Requirement:
Restate word for word the entries below, starting with the line with "## Review, source-level: **the" and continuing through the line with "### Why the precedent does not transfer". Include both of those lines and no others.

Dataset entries

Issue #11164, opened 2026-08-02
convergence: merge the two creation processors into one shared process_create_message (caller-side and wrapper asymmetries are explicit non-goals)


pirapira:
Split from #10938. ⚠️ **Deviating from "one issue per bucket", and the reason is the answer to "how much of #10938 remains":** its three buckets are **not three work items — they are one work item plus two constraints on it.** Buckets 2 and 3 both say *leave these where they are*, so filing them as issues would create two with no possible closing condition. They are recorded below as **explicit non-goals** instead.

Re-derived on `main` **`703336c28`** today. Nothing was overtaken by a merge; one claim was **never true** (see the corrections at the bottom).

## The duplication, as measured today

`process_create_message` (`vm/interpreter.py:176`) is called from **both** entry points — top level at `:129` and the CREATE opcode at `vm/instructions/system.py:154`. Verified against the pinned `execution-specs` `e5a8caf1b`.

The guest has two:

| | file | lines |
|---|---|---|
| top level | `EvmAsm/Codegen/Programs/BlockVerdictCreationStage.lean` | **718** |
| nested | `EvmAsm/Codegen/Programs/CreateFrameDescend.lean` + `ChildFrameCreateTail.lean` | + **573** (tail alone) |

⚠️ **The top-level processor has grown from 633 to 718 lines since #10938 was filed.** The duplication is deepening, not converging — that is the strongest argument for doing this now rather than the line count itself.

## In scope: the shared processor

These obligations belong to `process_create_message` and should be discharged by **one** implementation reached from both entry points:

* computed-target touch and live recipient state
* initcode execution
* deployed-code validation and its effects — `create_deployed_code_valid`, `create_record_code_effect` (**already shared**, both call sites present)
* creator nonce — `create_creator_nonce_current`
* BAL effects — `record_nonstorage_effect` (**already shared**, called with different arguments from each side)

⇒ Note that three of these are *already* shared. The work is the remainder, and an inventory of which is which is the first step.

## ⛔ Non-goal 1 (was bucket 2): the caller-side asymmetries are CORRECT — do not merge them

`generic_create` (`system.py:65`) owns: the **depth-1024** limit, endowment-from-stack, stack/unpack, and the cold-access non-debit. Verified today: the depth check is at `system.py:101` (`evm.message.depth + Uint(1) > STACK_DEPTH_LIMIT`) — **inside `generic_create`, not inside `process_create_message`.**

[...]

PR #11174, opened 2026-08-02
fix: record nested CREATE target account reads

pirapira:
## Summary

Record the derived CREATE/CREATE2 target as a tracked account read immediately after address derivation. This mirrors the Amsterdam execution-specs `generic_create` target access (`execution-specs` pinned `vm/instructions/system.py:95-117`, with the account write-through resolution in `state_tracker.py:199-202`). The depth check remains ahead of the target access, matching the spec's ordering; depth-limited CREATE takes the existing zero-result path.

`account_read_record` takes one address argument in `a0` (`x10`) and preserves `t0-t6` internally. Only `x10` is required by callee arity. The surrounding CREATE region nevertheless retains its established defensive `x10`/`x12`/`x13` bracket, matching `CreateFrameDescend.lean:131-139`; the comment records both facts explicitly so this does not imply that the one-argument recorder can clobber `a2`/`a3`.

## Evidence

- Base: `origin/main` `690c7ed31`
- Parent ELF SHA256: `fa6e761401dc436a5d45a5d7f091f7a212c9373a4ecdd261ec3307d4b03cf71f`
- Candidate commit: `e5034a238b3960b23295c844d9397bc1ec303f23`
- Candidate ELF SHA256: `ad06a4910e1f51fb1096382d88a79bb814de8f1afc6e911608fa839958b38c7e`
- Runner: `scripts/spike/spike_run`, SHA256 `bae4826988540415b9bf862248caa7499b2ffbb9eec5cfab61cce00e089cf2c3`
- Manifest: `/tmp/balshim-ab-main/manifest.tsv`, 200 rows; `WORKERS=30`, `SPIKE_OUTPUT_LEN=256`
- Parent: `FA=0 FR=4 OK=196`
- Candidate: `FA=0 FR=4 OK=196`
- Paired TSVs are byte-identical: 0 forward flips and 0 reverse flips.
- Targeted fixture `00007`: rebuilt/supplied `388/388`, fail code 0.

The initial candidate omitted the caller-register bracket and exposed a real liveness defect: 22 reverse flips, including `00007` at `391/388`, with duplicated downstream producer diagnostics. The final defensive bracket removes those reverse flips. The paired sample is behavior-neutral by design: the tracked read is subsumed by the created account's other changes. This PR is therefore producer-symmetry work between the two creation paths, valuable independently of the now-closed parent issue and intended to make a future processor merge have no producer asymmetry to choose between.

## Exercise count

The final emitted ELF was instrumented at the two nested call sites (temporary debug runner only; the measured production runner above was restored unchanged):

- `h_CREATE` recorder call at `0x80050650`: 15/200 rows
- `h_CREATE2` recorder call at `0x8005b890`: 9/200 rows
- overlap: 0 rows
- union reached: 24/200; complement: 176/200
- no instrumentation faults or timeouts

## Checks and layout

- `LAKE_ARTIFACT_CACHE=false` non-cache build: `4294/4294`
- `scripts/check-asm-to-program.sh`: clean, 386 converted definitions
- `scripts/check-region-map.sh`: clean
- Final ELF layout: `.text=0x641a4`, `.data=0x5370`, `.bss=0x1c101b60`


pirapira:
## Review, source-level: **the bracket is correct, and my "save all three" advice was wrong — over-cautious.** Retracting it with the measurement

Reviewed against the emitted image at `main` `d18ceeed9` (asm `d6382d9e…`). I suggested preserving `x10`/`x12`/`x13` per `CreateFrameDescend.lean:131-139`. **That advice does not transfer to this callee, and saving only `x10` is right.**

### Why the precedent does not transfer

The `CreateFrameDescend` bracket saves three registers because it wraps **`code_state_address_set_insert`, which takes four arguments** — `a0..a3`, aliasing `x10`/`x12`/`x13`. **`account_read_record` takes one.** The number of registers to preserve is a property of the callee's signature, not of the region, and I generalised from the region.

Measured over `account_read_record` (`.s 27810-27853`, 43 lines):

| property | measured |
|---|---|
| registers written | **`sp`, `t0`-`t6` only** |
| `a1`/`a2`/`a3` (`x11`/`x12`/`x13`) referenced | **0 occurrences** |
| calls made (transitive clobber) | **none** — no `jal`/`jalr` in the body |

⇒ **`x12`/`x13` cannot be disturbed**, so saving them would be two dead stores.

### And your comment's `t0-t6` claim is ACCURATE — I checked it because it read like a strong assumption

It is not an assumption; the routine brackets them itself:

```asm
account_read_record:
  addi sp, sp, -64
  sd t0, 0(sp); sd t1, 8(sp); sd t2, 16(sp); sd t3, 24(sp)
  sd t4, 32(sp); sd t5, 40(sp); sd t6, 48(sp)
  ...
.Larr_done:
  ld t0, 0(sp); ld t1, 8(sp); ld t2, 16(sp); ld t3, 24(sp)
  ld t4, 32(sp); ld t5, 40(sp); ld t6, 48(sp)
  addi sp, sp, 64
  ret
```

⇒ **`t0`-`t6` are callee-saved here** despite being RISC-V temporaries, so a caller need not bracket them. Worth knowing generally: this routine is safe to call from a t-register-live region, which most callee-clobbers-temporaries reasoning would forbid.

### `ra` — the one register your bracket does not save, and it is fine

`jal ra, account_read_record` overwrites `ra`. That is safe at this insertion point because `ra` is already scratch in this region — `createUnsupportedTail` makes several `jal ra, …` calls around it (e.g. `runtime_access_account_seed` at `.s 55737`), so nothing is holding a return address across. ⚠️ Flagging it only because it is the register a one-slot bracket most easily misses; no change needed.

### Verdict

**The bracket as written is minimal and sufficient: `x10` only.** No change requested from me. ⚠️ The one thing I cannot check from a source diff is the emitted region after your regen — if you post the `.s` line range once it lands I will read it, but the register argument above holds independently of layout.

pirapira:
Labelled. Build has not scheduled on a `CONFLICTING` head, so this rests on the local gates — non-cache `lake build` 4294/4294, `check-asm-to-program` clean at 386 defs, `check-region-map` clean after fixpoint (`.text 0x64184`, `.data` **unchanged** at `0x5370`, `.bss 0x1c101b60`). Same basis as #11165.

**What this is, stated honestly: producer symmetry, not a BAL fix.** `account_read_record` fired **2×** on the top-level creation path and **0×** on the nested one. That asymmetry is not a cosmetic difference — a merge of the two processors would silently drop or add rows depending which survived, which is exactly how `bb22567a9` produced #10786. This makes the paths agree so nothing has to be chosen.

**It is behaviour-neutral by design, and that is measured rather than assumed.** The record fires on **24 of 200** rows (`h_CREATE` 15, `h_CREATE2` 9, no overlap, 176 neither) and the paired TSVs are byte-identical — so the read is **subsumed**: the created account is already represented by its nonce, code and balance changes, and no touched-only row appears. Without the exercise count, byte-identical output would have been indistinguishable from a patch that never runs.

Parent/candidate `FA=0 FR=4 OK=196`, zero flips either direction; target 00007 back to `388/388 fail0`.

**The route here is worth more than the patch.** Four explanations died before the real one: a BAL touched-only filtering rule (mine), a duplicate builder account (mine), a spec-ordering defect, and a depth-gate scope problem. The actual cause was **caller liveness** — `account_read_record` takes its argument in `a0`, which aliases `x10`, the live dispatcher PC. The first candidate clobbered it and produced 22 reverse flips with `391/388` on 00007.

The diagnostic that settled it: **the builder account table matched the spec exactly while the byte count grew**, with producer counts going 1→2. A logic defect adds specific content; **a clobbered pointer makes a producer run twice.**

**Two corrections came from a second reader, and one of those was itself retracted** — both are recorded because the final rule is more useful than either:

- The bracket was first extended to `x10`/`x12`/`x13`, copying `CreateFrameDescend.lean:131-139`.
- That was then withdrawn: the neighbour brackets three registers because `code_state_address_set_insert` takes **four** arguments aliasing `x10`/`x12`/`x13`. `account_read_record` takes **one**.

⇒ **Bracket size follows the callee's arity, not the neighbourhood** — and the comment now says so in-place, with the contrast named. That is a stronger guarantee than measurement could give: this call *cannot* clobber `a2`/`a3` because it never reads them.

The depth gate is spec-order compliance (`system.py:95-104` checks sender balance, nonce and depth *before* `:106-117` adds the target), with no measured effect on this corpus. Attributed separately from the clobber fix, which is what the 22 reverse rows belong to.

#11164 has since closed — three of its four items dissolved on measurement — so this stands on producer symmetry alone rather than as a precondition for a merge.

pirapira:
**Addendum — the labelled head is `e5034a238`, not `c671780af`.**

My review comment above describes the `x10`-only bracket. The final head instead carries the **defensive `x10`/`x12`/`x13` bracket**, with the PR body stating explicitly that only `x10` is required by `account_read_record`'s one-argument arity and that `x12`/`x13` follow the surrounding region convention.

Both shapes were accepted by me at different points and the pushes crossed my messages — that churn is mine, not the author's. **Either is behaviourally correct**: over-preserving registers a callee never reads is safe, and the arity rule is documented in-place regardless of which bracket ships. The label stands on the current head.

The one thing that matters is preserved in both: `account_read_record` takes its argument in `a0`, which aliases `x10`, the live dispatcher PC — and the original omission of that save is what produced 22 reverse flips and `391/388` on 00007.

Result of the exercise:
## Review, source-level: **the bracket is correct, and my "save all three" advice was wrong — over-cautious.** Retracting it with the measurement

Reviewed against the emitted image at `main` `d18ceeed9` (asm `d6382d9e…`). I suggested preserving `x10`/`x12`/`x13` per `CreateFrameDescend.lean:131-139`. **That advice does not transfer to this callee, and saving only `x10` is right.**

### Why the precedent does not transfer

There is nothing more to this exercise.